Joint Linear Hypothesis - Bayesian Version

Hello everyone!

I have a modeling problem and I cannot find a solution to it.

Let’s start with an oversimplified example dataset that illustrates the problem. Let’s say we are measuring test scores from students in two different schools, some of these students have received 1-on-1 tutoring (“treatment”) and some haven’t:


I want to determine if tutoring affects test scores in either school while allowing the effect size of tutoring to differ between schools. Without going into too much frequentist stuff this is usually referred to as a “joint test” or an “F-test” where the null hypothesis is that the treatment effect in either school is equal to 0. See statsmodels implementation here. More info here.

A similar Bayesian equivalent is a hierarchical model allowing for pooling of the treatment effect across schools (sorry, I don’t know how to post LaTeX on this forum):

Subset school A and school B into two datasets
test_scores{A} = alpha{A} + beta{A} * treatment{A}
test_scores{B} = alpha{B} + beta{B} * treatment{B}

Assume the two betas are sampled from the same hierarchical distribution
beta{A,B} ~ Cauchy(beta{Global}, 10)
beta{Global} ~ Cauchy(0, 10)

Where we can look at the HDI for beta_global to determine if there is sufficient evidence for the treatment effect in either school. However, this is where we see the problem:


The effect size of treatment within the two schools is different, different enough that although the treatment HDI within each school does not include 0 the HDI for the hierarchical effect, beta_global, does include 0, probably due to a combination of different effect sizes between schools and small sample size.

However, it is clear that the treatment has an effect and I want a way to measure that effect while negating this problem. Is there a way to formulate a Bayesian “joint test” on beta_a and beta_b that gives a single parameter that measures how different either of these parameters are from 0?*

A naive approach would be to simply take a sample size weighted average of beta_a and beta_b and look at the HDI of that parameter. DBDA looks at differences of parameters all the time, is summing/averaging parameters acceptable?

Thank you in advance!

Code snippet and dataset:
example_data.csv (105 Bytes) (2.9 KB)

*NOTE: while it is theoretically possible that beta_a and beta_b could have opposite effect sizes while both are non-zero this is unlikely to happen in my real world dataset for reasons outside of the scope of this post.

I think the problem is you only have 2 schools, so your global posterior is not strongly conditioned by your data.

What you are suggesting sounds like complete pooling the estimates of the two schools instead of partial pooling like the hierarchical model does. If that’s what you want you can model it like that.

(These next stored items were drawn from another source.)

PR #794, opened 2025-04-04
Support string based unit definition in convert-statement

### LINKED ISSUE #793: Conversion expressions with target unit as string are not implemented
Expressions like 

```cql
convert 1.75 'm' to 'cm'
```

where the target unit is given as a string can't be converted to ELM.

The conversion throws an exception and logs a message like:

```
warn: Hl7.Cql.CqlToElm.Toolkit.CqlToolkit[0]
      Could not translate CQL to ELM: Convert-1.0.0
      System.InvalidOperationException: Syntax error; expected unit.
```

The spec for [conversionExpressionTerm](https://cql.hl7.org/19-l-cqlsyntaxdiagrams.html#conversionexpressionterm) and [unit](https://cql.hl7.org/19-l-cqlsyntaxdiagrams.html#unit-1) states that a unit can be given as a `dateTimePrecision`, `pluralDateTimePrecision` or a `string`, but the `string` case is not implemented in `VisitConversionExpressionTerm()` ([link](https://github.com/FirelyTeam/firely-cql-sdk/blob/8ef8dde6709bc9aa032b8ca6127a8ca1f09f1ab0/Cql/Cql.CqlToElm/Visitors/UnaryExpressionVisitor.cs#L255)).

**To Reproduce**

Run the following code to reproduce:

```csharp
CqlToolkitConfig cqlConfig = new([CqlModel.ElmR1, CqlModel.Fhir401]);
var libraryString = CqlLibraryString.Parse("""
   library Convert version '1.0.0'

   define "Convert m to cm": convert 1.7 'm' to 'cm'
   """);

var cqlToolkit = new CqlToolkit(LoggerFactory, config: cqlConfig)
    .AddCqlLibraries(libraryString)
    .ConvertCqlToElm();
```

**Expected behavior**

The expression should be properly converted into valid ELM.

**Version used:** 2.0.13-build-20250404-1

and-hus:
Fixes #793 

Handle case for a unit given as a string in `VisitConversionExpressionTerm()` via additional `else if`-statement

Adding unit test for meter to centimeter conversion.

### DIFF
--- a/Cql/CqlToElmTests/(tests)/ConvertTest.cs
+++ b/Cql/CqlToElmTests/(tests)/ConvertTest.cs
@@ -47,5 +47,28 @@ namespace Hl7.Cql.CqlToElm.Test
 
         }
 
+        [TestMethod]
+        public void Convert_Meters_to_Centimeters()
+        {
+            var library = CreateCqlToolkit().MakeLibraryFromExpression("convert 5 'm' to 'cm'");
+            var quantity = library.Should().BeACorrectlyInitializedLibraryWithStatementOfType<ConvertQuantity>();
+            var result = Run(quantity, library);
+            var q = result.Should().BeOfType<CqlQuantity>().Subject;
+            q.value.Should().Be(500m);
+            q.unit.Should().Be("cm");
+        }
+
+        /* Mass units are not yet defined and respective conversions not yet implemented, see UcumUnits.cs and UnitConverter.cs
+        [TestMethod]
+        public void Convert_Grams_to_Kilograms()
+        {
+            var library = CreateCqlToolkit().MakeLibraryFromExpression("convert 500 'g' to 'kg'");
+            var quantity = library.Should().BeACorrectlyInitializedLibraryWithStatementOfType<ConvertQuantity>();
+            var result = Run(quantity, library);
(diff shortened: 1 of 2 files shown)


Cql/CqlToElmTests/(tests)/ConvertTest.cs
```diff
@@ -47,5 +47,28 @@ convert q to weeks
...
+        {
+            var library = CreateCqlToolkit().MakeLibraryFromExpression("convert 5 'm' to 'cm'");
+            var quantity = library.Should().BeACorrectlyInitializedLibraryWithStatementOfType<ConvertQuantity>();
+            var result = Run(quantity, library);
+            var q = result.Should().BeOfType<CqlQuantity>().Subject;
+            q.value.Should().Be(500m);
+            q.unit.Should().Be("cm");
+        }
+
+        /* Mass units are not yet defined and respective conversions not yet implemented, see UcumUnits.cs and UnitConverter.cs
```
baseTwo: Could you uncomment that test, and just attribute the test to be skipped with that message?

baseTwo (changes requested):

baseTwo (approved):

PR #837, opened 2025-05-12
Add subjectType in FHIR library based on ELM context

### LINKED ISSUE #833: subjectCodeableConcept should be set to "Patient" for CQL libraries with Patient contexts
If the CQL library contains "context Patient", make sure that this information is accessible in the FHIR Library resource. This is done by setting subjectCodeableConcept to "Patient". See https://www.hl7.org/fhir/R4/valueset-subject-type.html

In terms of extracting summary statistics afterwards you can do whatever you want, just keep in mind that your model uncertainty about the global effect may be the plausible thing even if it feels underwhelming.

Thank you for your response!

That’s a good idea, but unfortunately complete pooling is not possible in my real world dataset for domain-specific reasons. To attempt to extend the toy example above the test scores cannot be pooled directly because school A gave a math test and school B gave an English test. The statistic I want is a measure of how much tutoring affects either math or English grades across schools.

It sounds like I have a solution: a weighted sum of the individual school treatment effect parameters. I have already tried this in my real world dataset and it gives some expected positive results, thank you for confirming this is acceptable!